Provided data -

PR #1042, opened 2021-04-23
DUOS-1227[risk=no] Filter nulls on Dataset Properties for AutoComplete

JVThomas:
Addresses [DUOS-1227](https://broadworkbench.atlassian.net/browse/DUOS-1227)

Problematic datasets (the ones that are incomplete or partially saved) may have null values for certain properties. This null value can cause the ```toLowerCase()``` function call in ```DatasetService.autoCompleteDatasets``` (around line 390) to error out. The PR adds an additional null check on those properties within the filter function.

In all cases:

### DIFF
--- a/src/main/java/org/broadinstitute/consent/http/service/DatasetService.java
+++ b/src/main/java/org/broadinstitute/consent/http/service/DatasetService.java
@@ -407,16 +407,19 @@ public class DatasetService {
 
     private boolean filterDatasetOnProperties(DatasetDTO dataset, String term) {
         //datasets need to have consentId, null check to prevent NPE
-        if(Objects.isNull(dataset.getConsentId())) {
-            return false;
-        }
+        Boolean consentIdMatch;
         String consentId = dataset.getConsentId();
+        if(Objects.isNull(consentId)) {
+            consentIdMatch = false;
+        } else {
+            consentIdMatch = consentId.toLowerCase().contains(term);
+        }
         return dataset.getProperties()
         .stream()
         .filter(p -> Objects.nonNull(p.getPropertyValue()))
         .anyMatch(p -> {
-            return (consentId.toLowerCase().contains(term) 
-            || p.getPropertyValue().toLowerCase().contains(term));
+            return consentIdMatch
+            || p.getPropertyValue().toLowerCase().contains(term);
         });
     }
 
--- a/src/main/java/org/broadinstitute/consent/http/service/DatasetService.java
+++ b/src/main/java/org/broadinstitute/consent/http/service/DatasetService.java
@@ -388,7 +388,13 @@ public class DatasetService {
                     ds.getConsentId().toLowerCase().contains(lowercasePartial) ||
                     ds.getProperties().stream()
                           .anyMatch(
-                                p -> p.getPropertyValue().toLowerCase().contains(lowercasePartial))
+                                p -> {
+                                    String value = p.getPropertyValue();
+                                    if(Objects.isNull(value)) {
+                                        value = "";
+                                    }
+                                    return value.toLowerCase().contains(lowercasePartial);
+                                })
               )).collect(Collectors.toSet());
         return filteredDatasetsContainingPartial.stream().map(ds ->
               {
--- a/src/main/java/org/broadinstitute/consent/http/service/DatasetService.java
+++ b/src/main/java/org/broadinstitute/consent/http/service/DatasetService.java
@@ -406,6 +406,10 @@ public class DatasetService {
     }
 
     private boolean filterDatasetOnProperties(DatasetDTO dataset, String term) {
+        //datasets need to have consentId, null check to prevent NPE
+        if(Objects.isNull(dataset.getConsentId())) {
+            return false;
+        }
         String consentId = dataset.getConsentId();
         return dataset.getProperties()
         .stream()
--- a/src/main/java/org/broadinstitute/consent/http/service/DatasetService.java
+++ b/src/main/java/org/broadinstitute/consent/http/service/DatasetService.java
@@ -407,13 +407,8 @@ public class DatasetService {
 
     private boolean filterDatasetOnProperties(DatasetDTO dataset, String term) {
         //datasets need to have consentId, null check to prevent NPE
-        Boolean consentIdMatch;
         String consentId = dataset.getConsentId();
-        if(Objects.isNull(consentId)) {
-            consentIdMatch = false;
-        } else {
-            consentIdMatch = consentId.toLowerCase().contains(term);
-        }
+        Boolean consentIdMatch = Objects.isNull(consentId) ? false : consentId.toLowerCase().contains(term);
         return dataset.getProperties()
             .stream()
             .filter(p -> Objects.nonNull(p.getPropertyValue()))
--- a/src/main/java/org/broadinstitute/consent/http/service/DatasetService.java
+++ b/src/main/java/org/broadinstitute/consent/http/service/DatasetService.java
@@ -415,12 +415,12 @@ public class DatasetService {
             consentIdMatch = consentId.toLowerCase().contains(term);
         }
         return dataset.getProperties()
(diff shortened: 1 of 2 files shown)


src/main/java/org/broadinstitute/consent/http/service/DatasetService.java
```diff
@@ -388,7 +388,13 @@ public void deleteDataset(Integer datasetId, Integer userId) throws Exception {
...
                     ds.getProperties().stream()
                           .anyMatch(
-                                p -> p.getPropertyValue().toLowerCase().contains(lowercasePartial))
+                                p -> {
+                                    String value = p.getPropertyValue();
+                                    if(Objects.isNull(value)) {
+                                        value = "";
+                                    }
+                                    return value.toLowerCase().contains(lowercasePartial);
+                                })
```
rushtong: A simpler way to do this is just to filter out the nulls before trying to examine them, that way you know you won't hit the error. In this solution, the empty string should match any value provided which looks like it might be giving you too many positive results.

This should work:
```
                    ds.getProperties().stream()
                            .filter(Objects::nonNull)
                            .filter(p -> Objects.nonNull(p.getPropertyValue()))
                            .anyMatch(p -> p.getPropertyValue().toLowerCase().contains(lowercasePartial))
```
Additionally, just above this, we have the same problem on line 386. I think it might be better to do the filtering before either of these checks happen, probably right after line 383.

rushtong (changes requested):
See comments inline, I think the problem goes a little deeper than this block.

rushtong (approved):
Changes look good 👍🏽

src/main/java/org/broadinstitute/consent/http/service/DatasetService.java
```diff
@@ -406,6 +406,10 @@ public void deleteDataset(Integer datasetId, Integer userId) throws Exception {
     }
 
     private boolean filterDatasetOnProperties(DatasetDTO dataset, String term) {
+        //datasets need to have consentId, null check to prevent NPE
+        if(Objects.isNull(dataset.getConsentId())) {
+            return false;
+        }
         String consentId = dataset.getConsentId();
         return dataset.getProperties()
         .stream()
```
rushtong: If you return false on 411, then you'll never do any checking of the properties. I think you want to just ignore it if it isn't there, not return early.

src/main/java/org/broadinstitute/consent/http/service/DatasetService.java
```diff
@@ -411,6 +405,24 @@ public void deleteDataset(Integer datasetId, Integer userId) throws Exception {
...
+        } else {
+            consentIdMatch = consentId.toLowerCase().contains(term);
+        }
+        return dataset.getProperties()
+        .stream()
+        .filter(p -> Objects.nonNull(p.getPropertyValue()))
+        .anyMatch(p -> {
+            return consentIdMatch
+            || p.getPropertyValue().toLowerCase().contains(term);
+        });
```
rushtong: Minor nit: indentation. Not sure what your IDE settings are, but it should indent 4 or 8 spaces. If your IDE let's you use [Google's Java Style](https://medium.com/swlh/configuring-google-style-guide-for-java-for-intellij-c727af4ef248), see if you can select that and it should format your code automatically.

src/main/java/org/broadinstitute/consent/http/service/DatasetService.java
```diff
@@ -411,6 +405,24 @@ public void deleteDataset(Integer datasetId, Integer userId) throws Exception {
...
+        } else {
+            consentIdMatch = consentId.toLowerCase().contains(term);
+        }
+        return dataset.getProperties()
+            .stream()
+            .filter(p -> Objects.nonNull(p.getPropertyValue()))
+            .anyMatch(p -> {
+                return consentIdMatch
+                || p.getPropertyValue().toLowerCase().contains(term);
+            });
```
rushtong: Whenever you find yourself creating intermediate holding variables, there is usually a more fluid and less memory-consuming approach. My refactoring approach to this would be to first try and remove the need for `consentId`:

```
        consentIdMatch = Objects.isNull(dataset.getConsentId()) ? 
                false :
                dataset.getConsentId().contains(term);
```

That's a literal translation of 411-416. In general, I like to check the positive case first, then let the negative case be second, so I'd rewrite that as:

```
        consentIdMatch = Objects.nonNull(dataset.getConsentId()) ?
                dataset.getConsentId().contains(term) :
                false;
```
Groovy has a cool operator for this called the [Elvis Operator](https://groovy-lang.org/operators.html#_elvis_operator) which simplifies that even more, but we're in java land

Now that we have a single assignment, we can instead use a primitive, and 7 loc reduces down to 3

```
        boolean consentIdMatch = Objects.nonNull(dataset.getConsentId()) ?
                dataset.getConsentId().contains(term) :
                false;
```

Once I have that, Intelli-j suggests that it can be simplified even more, which it can:

```
        boolean consentIdMatch = Objects.nonNull(dataset.getConsentId()) && 
                dataset.getConsentId().contains(term);
```

Now, we have a single boolean and the properties to look at. By putting the `consentIdMatch` inside the `anyMatch`, we're forcing the code to loop over the properties. In the true case, it will return after the first property, but we don't need to since we know it's a match. We only need to look at properties in the false case. I would take that out of the inside loop and instead move it before the property loop so the loop gets short-circuited:

```
        boolean consentIdMatch = Objects.nonNull(dataset.getConsentId()) &&
                dataset.getConsentId().contains(term);
        return consentIdMatch || dataset.getProperties()
                .stream()
                .filter(p -> Objects.nonNull(p.getPropertyValue()))
                .anyMatch(p -> p.getPropertyValue().toLowerCase().contains(term));
```

I think that is as concise as I can imagine it being.

src/main/java/org/broadinstitute/consent/http/service/DatasetService.java
```diff
@@ -380,16 +381,9 @@ public void deleteDataset(Integer datasetId, Integer userId) throws Exception {
...
-                          p -> p.getPropertyName().equalsIgnoreCase("Principal Investigator(PI)"))
-                    &&
-                    ds.getConsentId().toLowerCase().contains(lowercasePartial) ||
-                    ds.getProperties().stream()
-                          .anyMatch(
-                                p -> p.getPropertyValue().toLowerCase().contains(lowercasePartial))
-              )).collect(Collectors.toSet());
+        Set<DatasetDTO> filteredDatasetsContainingPartial = datasets.stream()
+        .filter(ds -> filterDatasetOnProperties(ds, lowercasePartial))
+        .collect(Collectors.toSet());
```
rushtong, line 386: nit: indentation

src/main/java/org/broadinstitute/consent/http/service/DatasetService.java
```diff
@@ -411,6 +405,19 @@ public void deleteDataset(Integer datasetId, Integer userId) throws Exception {
...
+        //datasets need to have consentId, null check to prevent NPE
+        String consentId = dataset.getConsentId();
+        Boolean consentIdMatch = Objects.nonNull(consentId) && consentId.toLowerCase().contains(term);
+        return dataset.getProperties()
+            .stream()
+            .filter(p -> Objects.nonNull(p.getPropertyValue()))
+            .anyMatch(p -> {
+                return consentIdMatch
+                || p.getPropertyValue().toLowerCase().contains(term);
+            });
```
rushtong: Minor optimization can be made by pulling `consentIdMatch ||` out into the front of the overall return statement:
```suggestion
        return consentIdMatch || dataset.getProperties()
            .stream()
            .filter(p -> Objects.nonNull(p.getPropertyValue()))
            .anyMatch(p -> {
                return p.getPropertyValue().toLowerCase().contains(term);
            });
```

rushtong (approved):
Minor feedback inline that shouldn't hold up this PR - feel free to merge without making any changes.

Exercise instructions - Wherever the string "isNull" turns up in the material, copy the whole line.

Reply to the task -
-        if(Objects.isNull(dataset.getConsentId())) {
+        if(Objects.isNull(consentId)) {
+                                    if(Objects.isNull(value)) {
+        if(Objects.isNull(dataset.getConsentId())) {
-        if(Objects.isNull(consentId)) {
+        Boolean consentIdMatch = Objects.isNull(consentId) ? false : consentId.toLowerCase().contains(term);
+                                    if(Objects.isNull(value)) {
+        if(Objects.isNull(dataset.getConsentId())) {
        consentIdMatch = Objects.isNull(dataset.getConsentId()) ? 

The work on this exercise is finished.